PR #2888, opened 2024-08-07
refactor: general codebase improvements

csatib02:
## Overview

- Mostly style changes, but also replaced some old/deprecated code.

### DIFF
--- a/pkg/kv/gcs/gcs.go
+++ b/pkg/kv/gcs/gcs.go
@@ -42,9 +42,8 @@ func New(bucket, prefix string) (kv.Service, error) {
 }
 
 func (g *gcsStorage) Set(key string, val []byte) error {
-	ctx := context.Background()
 	n := objectNameWithPrefix(g.prefix, key)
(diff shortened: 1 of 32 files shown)


pkg/kv/gcs/gcs.go
```diff
@@ -55,18 +54,15 @@ func (g *gcsStorage) Set(key string, val []byte) error {
 }
 
 func (g *gcsStorage) Get(key string) ([]byte, error) {
-	ctx := context.Background()
 	n := objectNameWithPrefix(g.prefix, key)
-
```
ramizpolic, line 60: TODO: we should extend Get/Set interface to allow passing the context

ramizpolic (approved):
LGTM!

pkg/kv/gcs/gcs.go
csatib02: https://github.com/bank-vaults/bank-vaults/issues/2893

ramizpolic (approved):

* * *

» **YOUR OBJECTIVE**
Copy out every line from the data above in which the word "string" occurs.

» **TASK OUTPUT**
@@ -42,9 +42,8 @@ func New(bucket, prefix string) (kv.Service, error) {
 func (g *gcsStorage) Set(key string, val []byte) error {
@@ -55,18 +54,15 @@ func (g *gcsStorage) Set(key string, val []byte) error {
 func (g *gcsStorage) Get(key string) ([]byte, error) {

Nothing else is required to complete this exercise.